• PROBLEM REQUIREMENTS
Exactly as written, retype all of the records that come next.

----

PR #715, opened 2019-01-07
IRSA-2032:SOFIA: Add footprint to viewer

lznakano:
Add sofia in the menu and then add submenu for forcast
  Add region files
  Add sever side codes to process region file and then create Footprints

URL: https://irsawebdev9.ipac.caltech.edu/irsa-2032/applications/sofia/

### DIFF
--- a/src/firefly/java/edu/caltech/ipac/firefly/server/visualize/VisContext.java
+++ b/src/firefly/java/edu/caltech/ipac/firefly/server/visualize/VisContext.java
@@ -114,6 +114,14 @@ public class VisContext {
         footprintMap.put("SPITZER_IRAC36", "footprint/Footprint_SPITZER.reg");
         footprintMap.put("SPITZER_IRAC45", "footprint/Footprint_SPITZER.reg");
         footprintMap.put("WFIRST",      "footprint/Footprint_WFIRST.reg");
+        footprintMap.put("SOFIA",      "footprint/Footprint_SOFIA.reg");
+        footprintMap.put("SOFIA_FORCAST_IMAG",      "footprint/Footprint_SOFIA.reg");
+        footprintMap.put("SOFIA_FIFI-LS_Blue",      "footprint/Footprint_SOFIA.reg");
+        footprintMap.put("SOFIA_FIFI-LS_Red",      "footprint/Footprint_SOFIA.reg");
+        footprintMap.put("SOFIA_FORCAST_GRISMS_A",      "footprint/Footprint_SOFIA.reg");
+        footprintMap.put("SOFIA_FORCAST_GRISMS_B",      "footprint/Footprint_SOFIA.reg");
+
+
     }
 
     static public void addFootprint(String key, String path) {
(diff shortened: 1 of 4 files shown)


lznakano:
@ejoliet 
Can you add your request to the ticket?  I followed the description in the ticket to add the submenu which was more work than just one menu like the others.

ejoliet:
Thanks. Sure. What i meant is that under menu 'FORCAST' there should be only 3 items. FIFI-LS items should be under a different menu 'FIFI-LS'. Please, also expect label changes because @vandesai1 needs to review those labels. The ticket was created in early stages and i expect it will change again.

lznakano:
NP, I will change it as what you described here.  What I would like is to keep the useful information in the ticket so that we can refer it later.  In the pull request, once the pull is closed, it is hard to trace it.

ejoliet:
@lznakano here are the comments from Vandana with the change request that should be made. Others comment in the ticket should be in other tickets for now.
Here are the change request:

- In the menu, I see "FIFI_LS". It should. It be "FIFI-LS".
- In the FIFI-LS submenu, sometimes there is a colon and sometimes there is a space. I don't think the colon is needed, but if it's there, it should be there consistently. Same thing for the FORCAST menu. For FIFI-LS, I don't think the word "Side" is needed. We don't use it on the Search page, and we should try to be consistent.
- I overlaid a FIFI-LS Blue footprint on a HiPS image. I saw a green box with a red cross in it, and a label. I measured one side of the green box with the distance tool. It said ~3 arcsec. In the description of this ticket, it says that the FIFI-LS blue FOV is supposed to be 30 arcsec on a side.
- The default label is "SOFIA FIFI_LS_BL". It should be "SOFIA FIFI-LS Blue".
- If I click to pan the HiPS image, the green box gets separated from the red cross and the label.
- I don't understand the second two FORCAST choices: "FORCAST: Grisms a" and "FORCAST: Grisms b". In the UI, I think these map to Low Resolution Spectroscopy SWC and LWC, but I'm not sure. @vandesai1 / Roberta should be consulted for this one.
- The label for FORCAST is "Footprint: SOFIA FORCAST_IMAG". I don't think we need the underscore. If we are short on space, I think we also don't need the word "Footprint".

lznakano:
This pull request is revised.  Please test at this URL:
   https://irsawebdev9.ipac.caltech.edu/irsa-2032-sofiaFootPrint-revised/applications/sofia/

Previously, I changed the Footprint size to a smaller size so that it can be seen in the image.  In this commit, I used the exactly sizes given in the ticket.  In the ticket IRSA-2032, it listed three choice for FORCAST.  So you will see three choice under the FORCAST menu.

ejoliet:
@lznakano i've built IRSAViewer with this branch and i don't see any SOFIA footprint overlay but i see an error in the browser console. The SOFIA footprint should also be available through other application by inherit the image toolbar footprint as well as the SOFIA GUI. Could you look at it? 

The label looks good in SOFIA app.

lznakano:
@ejoliet 
I rebased both firefly and ife branches and built irsaviewer.  Please test at  URL: https://irsawebdev9.ipac.caltech.edu/irsa-2032/irsaviewer/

----

• SOLUTION
PR #715, opened 2019-01-07
IRSA-2032:SOFIA: Add footprint to viewer

lznakano:
Add sofia in the menu and then add submenu for forcast
  Add region files
  Add sever side codes to process region file and then create Footprints

URL: https://irsawebdev9.ipac.caltech.edu/irsa-2032/applications/sofia/

### DIFF
--- a/src/firefly/java/edu/caltech/ipac/firefly/server/visualize/VisContext.java
+++ b/src/firefly/java/edu/caltech/ipac/firefly/server/visualize/VisContext.java
@@ -114,6 +114,14 @@ public class VisContext {
         footprintMap.put("SPITZER_IRAC36", "footprint/Footprint_SPITZER.reg");
         footprintMap.put("SPITZER_IRAC45", "footprint/Footprint_SPITZER.reg");
         footprintMap.put("WFIRST",      "footprint/Footprint_WFIRST.reg");
+        footprintMap.put("SOFIA",      "footprint/Footprint_SOFIA.reg");
+        footprintMap.put("SOFIA_FORCAST_IMAG",      "footprint/Footprint_SOFIA.reg");
+        footprintMap.put("SOFIA_FIFI-LS_Blue",      "footprint/Footprint_SOFIA.reg");
+        footprintMap.put("SOFIA_FIFI-LS_Red",      "footprint/Footprint_SOFIA.reg");
+        footprintMap.put("SOFIA_FORCAST_GRISMS_A",      "footprint/Footprint_SOFIA.reg");
+        footprintMap.put("SOFIA_FORCAST_GRISMS_B",      "footprint/Footprint_SOFIA.reg");
+
+
     }
 
     static public void addFootprint(String key, String path) {
(diff shortened: 1 of 4 files shown)


lznakano:
@ejoliet 
Can you add your request to the ticket?  I followed the description in the ticket to add the submenu which was more work than just one menu like the others.

ejoliet:
Thanks. Sure. What i meant is that under menu 'FORCAST' there should be only 3 items. FIFI-LS items should be under a different menu 'FIFI-LS'. Please, also expect label changes because @vandesai1 needs to review those labels. The ticket was created in early stages and i expect it will change again.

lznakano:
NP, I will change it as what you described here.  What I would like is to keep the useful information in the ticket so that we can refer it later.  In the pull request, once the pull is closed, it is hard to trace it.

ejoliet:
@lznakano here are the comments from Vandana with the change request that should be made. Others comment in the ticket should be in other tickets for now.
Here are the change request:

- In the menu, I see "FIFI_LS". It should. It be "FIFI-LS".
- In the FIFI-LS submenu, sometimes there is a colon and sometimes there is a space. I don't think the colon is needed, but if it's there, it should be there consistently. Same thing for the FORCAST menu. For FIFI-LS, I don't think the word "Side" is needed. We don't use it on the Search page, and we should try to be consistent.
- I overlaid a FIFI-LS Blue footprint on a HiPS image. I saw a green box with a red cross in it, and a label. I measured one side of the green box with the distance tool. It said ~3 arcsec. In the description of this ticket, it says that the FIFI-LS blue FOV is supposed to be 30 arcsec on a side.
- The default label is "SOFIA FIFI_LS_BL". It should be "SOFIA FIFI-LS Blue".
- If I click to pan the HiPS image, the green box gets separated from the red cross and the label.
- I don't understand the second two FORCAST choices: "FORCAST: Grisms a" and "FORCAST: Grisms b". In the UI, I think these map to Low Resolution Spectroscopy SWC and LWC, but I'm not sure. @vandesai1 / Roberta should be consulted for this one.
- The label for FORCAST is "Footprint: SOFIA FORCAST_IMAG". I don't think we need the underscore. If we are short on space, I think we also don't need the word "Footprint".

lznakano:
This pull request is revised.  Please test at this URL:
   https://irsawebdev9.ipac.caltech.edu/irsa-2032-sofiaFootPrint-revised/applications/sofia/

Previously, I changed the Footprint size to a smaller size so that it can be seen in the image.  In this commit, I used the exactly sizes given in the ticket.  In the ticket IRSA-2032, it listed three choice for FORCAST.  So you will see three choice under the FORCAST menu.

ejoliet:
@lznakano i've built IRSAViewer with this branch and i don't see any SOFIA footprint overlay but i see an error in the browser console. The SOFIA footprint should also be available through other application by inherit the image toolbar footprint as well as the SOFIA GUI. Could you look at it? 

The label looks good in SOFIA app.

lznakano:
@ejoliet 
I rebased both firefly and ife branches and built irsaviewer.  Please test at  URL: https://irsawebdev9.ipac.caltech.edu/irsa-2032/irsaviewer/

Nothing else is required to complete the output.